What is the number of lines in the entries that contain the word "currentHealth"? Reply with that number only.
---- RECORDS FOR THE EXERCISE
PR #12, opened 2019-06-16
Code quality tweaks 

e-aakash:
Remove logs and unused events.
Update tests for regeneration


src/main/java/org/terasology/logic/health/RegenComponent.java
```diff
@@ -22,53 +22,33 @@
...
         long result = Long.MAX_VALUE;
         for (long value : regenEndTime.values()) {
             result = Math.min(result, value);
         }
-        return lowestEndTime;
-    }
-
-    public long getLowestEndTime() {
-        return lowestEndTime;
+        return soonestEndTime;
```
syntaxi: You need to do something with result here

src/main/java/org/terasology/logic/health/RegenComponent.java
```diff
@@ -22,53 +22,33 @@
 import java.util.Map;
 
 public class RegenComponent implements Component {
-    public long lowestEndTime;
-    private Map<String, Float> regenValue = new HashMap<>();
-    private Map<String, Long> regenEndTime = new HashMap<>();
-    private float remainder;
+    public long soonestEndTime;
+    public Map<String, Float> regenValue = new HashMap<>();
+    public Map<String, Long> regenEndTime = new HashMap<>();
```
syntaxi, line 27: If you can find a way, make this a map sorted on the `long` value. It will _greatly_ improve performance because at present to find min, & to remove below a specific amount then you can quickly and easily do this. It does make removing by id harder, but this is not as often needed.

syntaxi (commented):
Few points

Cervator:
Closing as superseded by #16, which is now merged 👍

PR #13, opened 2019-06-16
Removal of RegenComponent with checks

### LINKED ISSUE #11: RegenComponent is removed at full health
If a player drinks a regen potion, it activates regen by `ActivateRegenEvent()`. But the regen component, and hence the regeneration information is lost if the player is at full health.

e-aakash:
Closes #11 

`RegenComponent` is removed if only base regeneration is active.

### DIFF
--- a/src/main/java/org/terasology/logic/health/RegenAuthoritySystem.java
+++ b/src/main/java/org/terasology/logic/health/RegenAuthoritySystem.java
@@ -124,7 +124,9 @@ public class RegenAuthoritySystem extends BaseComponentSystem implements UpdateS
                 health.nextRegenTick = currentTime + 1000;
                 if (health.currentHealth >= health.maxHealth) {
                     regenToBeRemoved.add(regen.getLowestEndTime());
-                    entity.removeComponent(RegenComponent.class);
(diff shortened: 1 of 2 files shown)


src/main/java/org/terasology/logic/health/RegenAuthoritySystem.java
```diff
@@ -124,7 +124,9 @@ private void regenerate(long currentTime) {
                 health.nextRegenTick = currentTime + 1000;
                 if (health.currentHealth >= health.maxHealth) {
                     regenToBeRemoved.add(regen.getLowestEndTime());
-                    entity.removeComponent(RegenComponent.class);
+                    if (regen.hasBaseRegenOnly()) {
+                        entity.removeComponent(RegenComponent.class);
+                    }
                     entity.send(new OnFullyHealedEvent(entity));
```
e-aakash, line 130: This will not lead to multiple `OnFullyHealedEvent` as the entity is removed from the scheduler on reaching full health ([Line 126](https://github.com/Terasology/Health/pull/13/files#diff-7de79d955d70c98aa3d1ff0a21c48faeR126))

PR #15, opened 2019-06-19
Restoration Logic

e-aakash:
Adds new events and logic for handling restoration.

### DIFF
--- a/src/main/java/org/terasology/logic/health/RestorationAuthoritySystem.java
+++ b/src/main/java/org/terasology/logic/health/RestorationAuthoritySystem.java
@@ -15,10 +15,49 @@
  */
 package org.terasology.logic.health;
 
+import org.terasology.entitySystem.entity.EntityRef;
+import org.terasology.entitySystem.event.ReceiveEvent;
 import org.terasology.entitySystem.systems.BaseComponentSystem;
 import org.terasology.entitySystem.systems.RegisterMode;
 import org.terasology.entitySystem.systems.RegisterSystem;
+import org.terasology.logic.health.event.BeforeRestoreEvent;
+import org.terasology.logic.health.event.DoDamageEvent;
+import org.terasology.logic.health.event.DoRestoreEvent;
+import org.terasology.logic.health.event.OnFullyHealedEvent;
+import org.terasology.logic.health.event.OnRestoredEvent;
+import org.terasology.logic.players.event.OnPlayerRespawnedEvent;
+import org.terasology.math.TeraMath;
 
 @RegisterSystem(RegisterMode.AUTHORITY)
 public class RestorationAuthoritySystem extends BaseComponentSystem {
+
+    @ReceiveEvent
+    public void onRestore(DoRestoreEvent event, EntityRef entity, HealthComponent health) {
+        BeforeRestoreEvent beforeRestoreEvent = entity.send(new BeforeRestoreEvent(event.getAmount(), event.getEntity()));
+        if (!beforeRestoreEvent.isConsumed()) {
+            int modifiedRestoreAmount = TeraMath.floorToInt(beforeRestoreEvent.getResultValue());
+            if (modifiedRestoreAmount > 0) {
+                restore(entity, health, modifiedRestoreAmount);
+            } else {
+                entity.send(new DoDamageEvent(-modifiedRestoreAmount));
+            }
+        }
+    }
+
+    private void restore(EntityRef entity, HealthComponent health, int restoreAmount) {
+        int cappedHealth = Math.min(health.maxHealth, health.currentHealth + restoreAmount);
+        int cappedRestoreAmount = cappedHealth - health.currentHealth;
+        health.currentHealth = cappedHealth;
+        entity.saveComponent(health);
+        entity.send(new OnRestoredEvent(cappedRestoreAmount, entity));
+        if (cappedHealth == health.maxHealth) {
+            entity.send(new OnFullyHealedEvent(entity));
+        }
+    }
+
+    @ReceiveEvent
+    public void onRespawn(OnPlayerRespawnedEvent event, EntityRef entity, HealthComponent healthComponent) {
+        healthComponent.currentHealth = healthComponent.maxHealth;
+        entity.saveComponent(healthComponent);
+    }
 }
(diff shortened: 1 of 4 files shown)


src/main/java/org/terasology/logic/health/RestorationAuthoritySystem.java
```diff
@@ -0,0 +1,63 @@
...
+import org.terasology.math.TeraMath;
+
+@RegisterSystem(RegisterMode.AUTHORITY)
+public class RestorationAuthoritySystem extends BaseComponentSystem {
+
+    @ReceiveEvent
+    public void onRestore(DoRestoreEvent event, EntityRef entity, HealthComponent health) {
+        BeforeRestoreEvent beforeRestoreEvent = entity.send(new BeforeRestoreEvent(event.getAmount(), event.getEntity()));
+        if (!beforeRestoreEvent.isConsumed()) {
+            int modifiedRestoreAmount = TeraMath.floorToInt(beforeRestoreEvent.getResultValue());
```
syntaxi, line 38: Where's this `getResultValue` method located? because I can't see it in the `BeforeRestoreEvent`.
Additionally, rather than flooring to an int, just have the value as an int

src/main/java/org/terasology/logic/health/event/DoRestoreEvent.java
```diff
@@ -0,0 +1,63 @@
...
+    public DoRestoreEvent(int amount) {
+        this(amount, EntityRef.NULL);
+    }
+
+    /**
+     * Constructor for event, with amount and entity specified.
+     * @param amount            The amount of restoration.
+     * @param restoreEntity     The entity which is being restored.
+     */
+    public DoRestoreEvent(int amount, EntityRef restoreEntity) {
```
syntaxi: Shouldn't this event just be sent against the entity to restore?

syntaxi (commented):
Two points at the moment.
Not much in the way of logic to review but the structure looks good to me

src/main/java/org/terasology/logic/health/RestorationAuthoritySystem.java
e-aakash: It is present in the `AbstractConsumableValueModifiableEvent `, which is extended by `BeforeRestoreEvent`. Since it has a get result method (which returns a float), I used it, adding a floor to int to make it useful for our case. 
Can add a result method in `BeforeRestoreEvent` itself, if needed,

src/main/java/org/terasology/logic/health/event/DoRestoreEvent.java
e-aakash: Will remove the `EntityRef`, as it is not needed.

src/main/java/org/terasology/logic/health/RestorationAuthoritySystem.java
```diff
@@ -0,0 +1,63 @@
...
+import org.terasology.logic.health.event.BeforeRestoreEvent;
+import org.terasology.logic.health.event.DoDamageEvent;
+import org.terasology.logic.health.event.DoRestoreEvent;
+import org.terasology.logic.health.event.OnFullyHealedEvent;
+import org.terasology.logic.health.event.OnRestoredEvent;
+import org.terasology.logic.players.event.OnPlayerRespawnedEvent;
+import org.terasology.math.TeraMath;
+
+@RegisterSystem(RegisterMode.AUTHORITY)
+public class RestorationAuthoritySystem extends BaseComponentSystem {
```
Cervator, line 32: Class-level Javadoc would be nice here, maybe to highlight how restoration is intended to differ from regeneration (sort of a sibling system)

src/main/java/org/terasology/logic/health/RestorationAuthoritySystem.java
```diff
@@ -0,0 +1,63 @@
...
+
+    @ReceiveEvent
+    public void onRestore(DoRestoreEvent event, EntityRef entity, HealthComponent health) {
+        BeforeRestoreEvent beforeRestoreEvent = entity.send(new BeforeRestoreEvent(event.getAmount(), entity));
+        if (!beforeRestoreEvent.isConsumed()) {
+            int modifiedRestoreAmount = TeraMath.floorToInt(beforeRestoreEvent.getResultValue());
+            if (modifiedRestoreAmount > 0) {
+                restore(entity, health, modifiedRestoreAmount);
+            } else {
+                entity.send(new DoDamageEvent(-modifiedRestoreAmount));
```
Cervator, line 42: Comments to briefly highlight how this and the prior restore line are intended to work would probably also be helpful for a viewer who is just glancing through the code and goes "wait what" :-)

src/main/java/org/terasology/logic/health/event/BeforeRestoreEvent.java
```diff
@@ -0,0 +1,49 @@
...
+import org.terasology.entitySystem.entity.EntityRef;
+import org.terasology.entitySystem.event.AbstractConsumableValueModifiableEvent;
+
+/**
+ * This event is sent to an entity to allow modification and cancellation of restoration.
+ *
+ * Modifications are accumulated as modifiers (additions), multipliers and postModifiers (additions after multipliers).
+ */
+public class BeforeRestoreEvent extends AbstractConsumableValueModifiableEvent {
+    /** The entity which is being regenerated. */
```
Cervator, line 27: "restored" probably ;-)

src/main/java/org/terasology/logic/health/event/OnRestoredEvent.java
```diff
@@ -0,0 +1,32 @@
...
+ * distributed under the License is distributed on an "AS IS" BASIS,
+ * WITHOUT WARRANTIES OR CONDITIONS OF ANY KIND, either express or implied.
+ * See the License for the specific language governing permissions and
+ * limitations under the License.
+ */
+package org.terasology.logic.health.event;
+
+import org.terasology.entitySystem.entity.EntityRef;
+
+public class OnRestoredEvent extends HealthChangedEvent {
```
Cervator, line 20: In line with the other two events having javadoc it would be nice if this one did too 👍

Cervator (approved):
Am fine with the PR, pinging a few minor line issues and improvements that can be done next PR 👍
--------
[WRITTEN REPLY]:
6